__ASSIGNMENT__. From the records below, report the number of lines that contain "ensure", and add nothing.

__INPUT__.

PR #909, opened 2021-02-18
[EOS-17598] makes config states acceptable for rollback

andkononykhin2:


srv/components/ha/cortx-ha/config.sls
```diff
@@ -15,23 +15,17 @@
 # please email opensource@seagate.com or cortx-questions@seagate.com.
 #
 
-include:
-  - components.ha.cortx-ha.install
 
 Run cortx-ha post_install:
   cmd.run:
     - name: __slot__:salt:setup_conf.conf_cmd('/opt/seagate/cortx/ha/conf/setup.yaml', 'ha:post_install')
-    - require:
```
ypise, line 24: Let's maintain these `require` statements to ensure installation.
Any specific reason this is removed here?

srv/components/s3server/config.sls
```diff
@@ -18,8 +18,6 @@
 Stage - Post Install S3Server:
   cmd.run:
     - name: __slot__:salt:setup_conf.conf_cmd('/opt/seagate/cortx/s3/conf/setup.yaml', 's3:post_install')
-    - require:
```
ypise, line 21: Let's maintain these require statements to ensure installation.
Any specific reason this is removed here?

srv/components/ha/cortx-ha/config.sls
```diff
@@ -15,23 +15,17 @@
...
-      - Install cortx-ha
 
 
 {% if "primary" in pillar["cluster"][grains["id"]]["roles"] %}
 
 Run cortx-ha config:
   cmd.run:
     - name: __slot__:salt:setup_conf.conf_cmd('/opt/seagate/cortx/ha/conf/setup.yaml', 'ha:config')
-    - require:
```
ypise, line 33: Let's maintain these require statements to ensure installation.
Any specific reason this is removed here?

srv/components/ha/cortx-ha/config.sls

__COMPLETED TASK__. 3